[Stored data]
*** Begin section ***
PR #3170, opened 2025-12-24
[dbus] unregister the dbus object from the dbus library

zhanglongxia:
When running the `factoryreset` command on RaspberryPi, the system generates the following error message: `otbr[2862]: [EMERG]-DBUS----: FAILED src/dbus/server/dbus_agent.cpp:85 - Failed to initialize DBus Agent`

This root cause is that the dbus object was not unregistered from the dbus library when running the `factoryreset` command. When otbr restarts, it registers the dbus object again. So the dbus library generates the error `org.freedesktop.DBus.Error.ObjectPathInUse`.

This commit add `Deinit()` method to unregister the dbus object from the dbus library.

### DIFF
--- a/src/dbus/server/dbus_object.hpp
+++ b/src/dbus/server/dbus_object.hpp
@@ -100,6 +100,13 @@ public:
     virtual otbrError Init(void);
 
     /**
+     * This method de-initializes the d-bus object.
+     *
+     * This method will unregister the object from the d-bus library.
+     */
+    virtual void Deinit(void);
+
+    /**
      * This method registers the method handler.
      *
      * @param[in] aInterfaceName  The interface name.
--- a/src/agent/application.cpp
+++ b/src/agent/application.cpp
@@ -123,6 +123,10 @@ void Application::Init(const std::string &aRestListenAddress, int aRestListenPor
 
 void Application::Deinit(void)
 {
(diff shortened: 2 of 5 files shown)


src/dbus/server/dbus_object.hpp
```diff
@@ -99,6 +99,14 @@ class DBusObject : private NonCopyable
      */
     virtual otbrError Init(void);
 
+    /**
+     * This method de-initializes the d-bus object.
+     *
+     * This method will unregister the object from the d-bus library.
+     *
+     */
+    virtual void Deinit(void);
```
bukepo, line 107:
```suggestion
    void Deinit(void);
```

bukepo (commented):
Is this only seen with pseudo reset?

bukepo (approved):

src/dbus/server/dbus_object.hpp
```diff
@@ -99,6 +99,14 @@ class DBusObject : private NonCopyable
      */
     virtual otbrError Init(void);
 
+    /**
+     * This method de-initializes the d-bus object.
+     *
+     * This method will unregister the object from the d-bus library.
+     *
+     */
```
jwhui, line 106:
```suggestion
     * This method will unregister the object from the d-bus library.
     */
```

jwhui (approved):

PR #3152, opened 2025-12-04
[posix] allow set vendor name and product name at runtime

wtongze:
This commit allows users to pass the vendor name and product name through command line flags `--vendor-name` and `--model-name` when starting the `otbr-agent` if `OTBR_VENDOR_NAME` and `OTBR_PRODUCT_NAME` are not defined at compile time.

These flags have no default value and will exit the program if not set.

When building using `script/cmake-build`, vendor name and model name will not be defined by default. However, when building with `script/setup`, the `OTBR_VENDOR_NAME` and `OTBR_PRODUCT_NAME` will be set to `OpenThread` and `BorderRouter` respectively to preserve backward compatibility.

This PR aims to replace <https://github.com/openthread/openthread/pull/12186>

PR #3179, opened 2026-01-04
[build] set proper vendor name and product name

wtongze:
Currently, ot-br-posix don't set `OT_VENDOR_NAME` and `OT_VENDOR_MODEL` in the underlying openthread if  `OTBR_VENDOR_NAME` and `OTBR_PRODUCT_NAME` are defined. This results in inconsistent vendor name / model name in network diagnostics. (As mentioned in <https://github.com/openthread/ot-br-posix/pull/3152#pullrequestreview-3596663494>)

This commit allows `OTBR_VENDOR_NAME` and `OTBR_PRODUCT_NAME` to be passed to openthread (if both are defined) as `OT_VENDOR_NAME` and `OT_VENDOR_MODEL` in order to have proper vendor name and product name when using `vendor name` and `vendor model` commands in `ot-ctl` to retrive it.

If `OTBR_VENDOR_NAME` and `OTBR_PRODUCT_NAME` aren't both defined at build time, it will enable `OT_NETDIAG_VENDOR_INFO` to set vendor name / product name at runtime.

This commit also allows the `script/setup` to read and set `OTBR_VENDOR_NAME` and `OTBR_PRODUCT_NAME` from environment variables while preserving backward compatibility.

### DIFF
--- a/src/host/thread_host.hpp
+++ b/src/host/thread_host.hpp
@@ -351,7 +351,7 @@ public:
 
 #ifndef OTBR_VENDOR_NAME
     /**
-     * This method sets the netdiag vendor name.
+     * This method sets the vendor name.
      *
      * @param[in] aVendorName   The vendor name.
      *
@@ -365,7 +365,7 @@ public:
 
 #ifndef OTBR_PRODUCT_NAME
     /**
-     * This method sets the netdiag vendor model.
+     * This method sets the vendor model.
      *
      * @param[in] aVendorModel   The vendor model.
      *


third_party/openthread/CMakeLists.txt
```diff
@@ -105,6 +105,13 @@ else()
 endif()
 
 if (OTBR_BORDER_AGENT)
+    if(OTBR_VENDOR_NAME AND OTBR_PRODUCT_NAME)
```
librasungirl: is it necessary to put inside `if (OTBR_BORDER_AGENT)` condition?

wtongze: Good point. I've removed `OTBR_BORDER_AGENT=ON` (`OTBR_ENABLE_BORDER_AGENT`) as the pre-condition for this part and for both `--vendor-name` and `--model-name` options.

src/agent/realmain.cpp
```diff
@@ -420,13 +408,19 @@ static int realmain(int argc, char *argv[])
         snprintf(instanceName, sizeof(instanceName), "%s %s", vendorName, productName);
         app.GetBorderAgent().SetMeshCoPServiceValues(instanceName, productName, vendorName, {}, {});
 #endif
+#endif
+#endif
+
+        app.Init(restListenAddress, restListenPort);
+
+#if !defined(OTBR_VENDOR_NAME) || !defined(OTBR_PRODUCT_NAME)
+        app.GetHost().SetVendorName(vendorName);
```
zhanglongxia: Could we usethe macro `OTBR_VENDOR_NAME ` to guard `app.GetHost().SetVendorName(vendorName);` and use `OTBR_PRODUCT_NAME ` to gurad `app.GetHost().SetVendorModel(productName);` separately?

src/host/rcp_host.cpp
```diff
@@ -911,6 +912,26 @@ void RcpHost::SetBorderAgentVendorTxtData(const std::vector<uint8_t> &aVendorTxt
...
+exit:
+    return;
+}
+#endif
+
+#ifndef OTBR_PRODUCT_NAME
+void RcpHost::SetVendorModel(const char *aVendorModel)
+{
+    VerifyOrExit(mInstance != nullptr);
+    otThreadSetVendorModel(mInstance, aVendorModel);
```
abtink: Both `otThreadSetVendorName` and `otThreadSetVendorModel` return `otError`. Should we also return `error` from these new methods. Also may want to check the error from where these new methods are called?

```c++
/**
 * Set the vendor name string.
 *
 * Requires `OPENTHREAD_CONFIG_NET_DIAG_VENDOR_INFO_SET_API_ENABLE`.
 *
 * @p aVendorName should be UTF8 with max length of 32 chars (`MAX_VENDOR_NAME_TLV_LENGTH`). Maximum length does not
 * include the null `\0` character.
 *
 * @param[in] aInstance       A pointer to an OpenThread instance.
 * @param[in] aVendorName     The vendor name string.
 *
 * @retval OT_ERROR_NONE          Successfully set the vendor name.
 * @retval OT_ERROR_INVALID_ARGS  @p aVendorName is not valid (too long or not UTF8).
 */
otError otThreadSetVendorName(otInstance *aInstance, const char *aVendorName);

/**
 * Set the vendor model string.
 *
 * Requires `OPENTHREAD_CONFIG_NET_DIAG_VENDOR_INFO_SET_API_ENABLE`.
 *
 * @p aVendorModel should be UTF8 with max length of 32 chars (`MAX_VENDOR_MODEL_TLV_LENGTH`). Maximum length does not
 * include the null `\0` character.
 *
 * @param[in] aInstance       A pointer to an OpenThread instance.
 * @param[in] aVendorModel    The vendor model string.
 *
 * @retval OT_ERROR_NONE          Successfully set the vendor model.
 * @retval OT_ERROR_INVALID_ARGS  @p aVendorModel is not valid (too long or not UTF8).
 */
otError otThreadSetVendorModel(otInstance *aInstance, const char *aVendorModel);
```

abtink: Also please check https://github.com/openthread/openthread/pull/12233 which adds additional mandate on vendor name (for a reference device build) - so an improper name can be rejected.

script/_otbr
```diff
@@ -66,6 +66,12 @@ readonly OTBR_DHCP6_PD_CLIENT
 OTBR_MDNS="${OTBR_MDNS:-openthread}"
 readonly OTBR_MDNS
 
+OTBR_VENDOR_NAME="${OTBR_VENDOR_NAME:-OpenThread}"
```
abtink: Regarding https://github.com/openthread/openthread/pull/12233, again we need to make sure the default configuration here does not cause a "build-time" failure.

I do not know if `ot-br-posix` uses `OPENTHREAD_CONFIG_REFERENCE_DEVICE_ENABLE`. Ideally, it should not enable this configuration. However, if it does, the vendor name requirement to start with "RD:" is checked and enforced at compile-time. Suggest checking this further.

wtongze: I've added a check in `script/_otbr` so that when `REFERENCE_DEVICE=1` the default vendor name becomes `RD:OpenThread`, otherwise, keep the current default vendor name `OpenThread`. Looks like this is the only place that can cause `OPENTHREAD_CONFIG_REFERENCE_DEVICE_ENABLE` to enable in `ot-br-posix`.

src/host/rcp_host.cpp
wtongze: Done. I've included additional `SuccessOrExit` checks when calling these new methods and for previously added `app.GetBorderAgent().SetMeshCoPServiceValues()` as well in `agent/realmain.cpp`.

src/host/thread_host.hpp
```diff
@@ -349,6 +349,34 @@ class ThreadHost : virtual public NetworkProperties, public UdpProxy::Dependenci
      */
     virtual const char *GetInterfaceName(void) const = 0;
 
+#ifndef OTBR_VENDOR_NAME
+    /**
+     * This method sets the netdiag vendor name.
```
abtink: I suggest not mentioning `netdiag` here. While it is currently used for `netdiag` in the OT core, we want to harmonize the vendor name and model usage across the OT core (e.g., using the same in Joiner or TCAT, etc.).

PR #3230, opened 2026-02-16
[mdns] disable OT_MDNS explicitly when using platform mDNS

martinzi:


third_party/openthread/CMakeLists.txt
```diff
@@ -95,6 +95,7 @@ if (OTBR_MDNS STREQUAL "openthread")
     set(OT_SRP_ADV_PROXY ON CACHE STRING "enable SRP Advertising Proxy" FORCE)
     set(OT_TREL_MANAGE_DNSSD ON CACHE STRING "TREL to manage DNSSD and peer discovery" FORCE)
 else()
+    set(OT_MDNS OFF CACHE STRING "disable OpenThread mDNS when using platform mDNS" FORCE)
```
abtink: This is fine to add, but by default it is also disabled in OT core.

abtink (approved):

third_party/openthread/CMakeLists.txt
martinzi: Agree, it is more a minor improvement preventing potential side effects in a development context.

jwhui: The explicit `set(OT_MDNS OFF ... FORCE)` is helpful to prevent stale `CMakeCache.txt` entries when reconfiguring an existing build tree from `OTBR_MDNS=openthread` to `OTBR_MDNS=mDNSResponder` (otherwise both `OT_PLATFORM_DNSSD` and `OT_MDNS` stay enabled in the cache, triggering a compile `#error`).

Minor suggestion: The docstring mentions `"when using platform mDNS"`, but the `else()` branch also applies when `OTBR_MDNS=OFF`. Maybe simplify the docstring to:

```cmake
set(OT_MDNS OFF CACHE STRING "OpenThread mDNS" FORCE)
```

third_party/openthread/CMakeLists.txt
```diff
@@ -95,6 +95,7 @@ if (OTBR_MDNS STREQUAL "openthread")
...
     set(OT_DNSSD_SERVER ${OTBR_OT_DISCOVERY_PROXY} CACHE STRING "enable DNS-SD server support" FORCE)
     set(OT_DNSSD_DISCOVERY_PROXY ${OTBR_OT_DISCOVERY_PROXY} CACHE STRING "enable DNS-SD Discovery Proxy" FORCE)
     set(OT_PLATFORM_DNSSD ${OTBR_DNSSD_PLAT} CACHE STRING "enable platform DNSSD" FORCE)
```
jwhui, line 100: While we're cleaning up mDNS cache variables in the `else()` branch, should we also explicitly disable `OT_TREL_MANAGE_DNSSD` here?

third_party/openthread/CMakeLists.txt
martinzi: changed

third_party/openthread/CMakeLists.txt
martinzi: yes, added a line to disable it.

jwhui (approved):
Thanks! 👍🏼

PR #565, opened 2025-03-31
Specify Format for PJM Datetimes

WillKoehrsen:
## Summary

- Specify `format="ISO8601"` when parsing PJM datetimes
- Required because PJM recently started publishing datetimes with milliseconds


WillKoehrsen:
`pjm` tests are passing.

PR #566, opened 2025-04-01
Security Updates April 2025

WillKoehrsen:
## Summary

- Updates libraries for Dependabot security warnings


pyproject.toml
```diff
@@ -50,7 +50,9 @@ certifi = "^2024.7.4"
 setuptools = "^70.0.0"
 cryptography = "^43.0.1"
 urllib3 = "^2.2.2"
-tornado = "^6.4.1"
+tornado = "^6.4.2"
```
*** End section ***
_Problem details_. Your answer should be every line above that contains the word "otInstance".

_Answer area_.
otError otThreadSetVendorName(otInstance *aInstance, const char *aVendorName);
otError otThreadSetVendorModel(otInstance *aInstance, const char *aVendorModel);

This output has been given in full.